PR #117, opened 2015-01-29
Remove conflict with ACF Pro

coderaaron:
From what I can tell Advanced Custom Fields doesn't create the default (or any) TinyMCE instance that `wp.mce.views.register` attempts to use.

This is almost too simple a fix, but it seems to work fine on all my installs.  I pasted it in https://github.com/fusioneng/Shortcake/issues/90 last month, but I thought I should create a pull request to at least try to give back.

### DIFF
--- a/js/shortcode-ui.js
+++ b/js/shortcode-ui.js
@@ -1075,14 +1075,14 @@ var Shortcode_UI;
 		sui.shortcodes = new sui.collections.Shortcodes( shortcodeUIData.shortcodes )
 
 		sui.shortcodes.each( function( shortcode ) {
-
-			// Register the mce view for each shortcode.
-			// Note - clone the constructor.
-			wp.mce.views.register(
-				shortcode.get('shortcode_tag'),
-				$.extend( true, {}, sui.utils.shortcodeViewConstructor )
-			);
-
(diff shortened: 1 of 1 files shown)


danielbachhuber:
@coderaaron now that #118 is merged, can you test master and confirm the fix?

danielbachhuber:
Confirmed in #95

js/shortcode-ui.js
```diff
@@ -1075,14 +1075,14 @@ var Shortcode_UI;
...
 		sui.shortcodes.each( function( shortcode ) {
-
-			// Register the mce view for each shortcode.
-			// Note - clone the constructor.
-			wp.mce.views.register(
-				shortcode.get('shortcode_tag'),
-				$.extend( true, {}, sui.utils.shortcodeViewConstructor )
-			);
-
+			if( wp.mce ) {
```
danielbachhuber: Can we actually check `wp.mce.views` here, in the case that `mce` is set and `views` is not?

coderaaron:
OK, should be good to go.  Thanks for your help on this.  Let me know if there is anything else I can do.

danielbachhuber:
Thanks again @coderaaron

········

Precisely as given, transcribe all of the entries above.

=== YOUR SOLUTION ===
PR #117, opened 2015-01-29
Remove conflict with ACF Pro

coderaaron:
From what I can tell Advanced Custom Fields doesn't create the default (or any) TinyMCE instance that `wp.mce.views.register` attempts to use.

This is almost too simple a fix, but it seems to work fine on all my installs.  I pasted it in https://github.com/fusioneng/Shortcake/issues/90 last month, but I thought I should create a pull request to at least try to give back.

### DIFF
--- a/js/shortcode-ui.js
+++ b/js/shortcode-ui.js
@@ -1075,14 +1075,14 @@ var Shortcode_UI;
 		sui.shortcodes = new sui.collections.Shortcodes( shortcodeUIData.shortcodes )
 
 		sui.shortcodes.each( function( shortcode ) {
-
-			// Register the mce view for each shortcode.
-			// Note - clone the constructor.
-			wp.mce.views.register(
-				shortcode.get('shortcode_tag'),
-				$.extend( true, {}, sui.utils.shortcodeViewConstructor )
-			);
-
(diff shortened: 1 of 1 files shown)


danielbachhuber:
@coderaaron now that #118 is merged, can you test master and confirm the fix?

danielbachhuber:
Confirmed in #95

js/shortcode-ui.js
```diff
@@ -1075,14 +1075,14 @@ var Shortcode_UI;
...
 		sui.shortcodes.each( function( shortcode ) {
-
-			// Register the mce view for each shortcode.
-			// Note - clone the constructor.
-			wp.mce.views.register(
-				shortcode.get('shortcode_tag'),
-				$.extend( true, {}, sui.utils.shortcodeViewConstructor )
-			);
-
+			if( wp.mce ) {
```
danielbachhuber: Can we actually check `wp.mce.views` here, in the case that `mce` is set and `views` is not?

coderaaron:
OK, should be good to go.  Thanks for your help on this.  Let me know if there is anything else I can do.

danielbachhuber:
Thanks again @coderaaron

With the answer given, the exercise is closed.